Ta informacja na pewno ucieszyła tych, którzy zdecydowali się na zakup biletów dopiero w dniu meczu. Pod kasami bowiem ciągnęły się gigantyczne kolejki...

Na stadionie było głośno już w trakcie rozgrzewki. Kibiców cieszy to, że w klubie zapanował w końcu spokój. Co z tego że IV-ligowy? Z tej klasy rozgrywkowej też da się awansować. Swoją drogą to, co dzieje się poza murawą boiska przy Konwiktorskiej robi piorunujące wrażenie na dziennikarzach znających ten poziom rozgrywek z wycieczek do Grójca i Wyszkowa. Co prawda obiekt nie należy do najnowocześniejszych w Polsce, ale spełnia wymogi Ekstraklasy. Sztuczne oświetlenie, mocny doping, sztab mediów i kilka znanych twarzy na trybunach nie są w tych realiach codziennością.

Podczas wejścia na boisko piłkarzy i sztabów szkoleniowych obu drużyn fani gospodarzy tradycyjnie odśpiewali swój hymn "Za te 40 lat...". Chwilę później zawodnicy Polonii podbiegli do swoich fanów z transparentem, na którym napisane było "Wszyscy do Raciąża". W tej miejscowości odbędzie się najbliższy wyjazdowy mecz "Czarnych Koszul". Był to bardzo miły gest. Tak nawiasem mówiąc to zarówno trenerzy, jak i ich podopieczni zdążyli się w krótkim czasie bardzo zżyć z bywalcami K6. I dobrze. Transparent został powieszony na zamkniętej dzisiaj Trybunie Kamiennej. Oby takich gestów ze strony piłkarzy było jak najwięcej.

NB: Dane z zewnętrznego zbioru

PR #1238, opened 2025-06-05
Stream handle method

johnhungerford:
Addresses [discussion of resource handling on discord](https://discord.com/channels/1087005439859904574/1087005440623259681/1379902422419509338)

### Problem

Handling stream effects is currently a little awkward. You have to apply a handler to the stream's `emit` effect and then construct a new Stream from the transformed effect. To handle resources within the scope of a stream, for instance, you would do:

W trakcie meczu najbardziej podobało się to, że kibice po prostu dopingowali swoją drużynę. Nie było mowy ani o rządzie, ani o kryzysie. Nie było protestów i wulgarnych przyśpiewek w stronę innych drużyn. Czysta zabawa i doping. Wiadomo, że wynik pozostawił niedosyt, ale dla kibica najważniejsze powinno być to, że i on i piłkarze zrobili wszystko, aby ten mecz wygrać. Ostatnio niestety odnoszę wrażenie, że kibice na innych polskich stadionach coraz mniej skupiają się na meczu, a coraz bardziej na walce z wiatrakami i własnymi słabościami. Tutaj, w IV lidze było inaczej. Można?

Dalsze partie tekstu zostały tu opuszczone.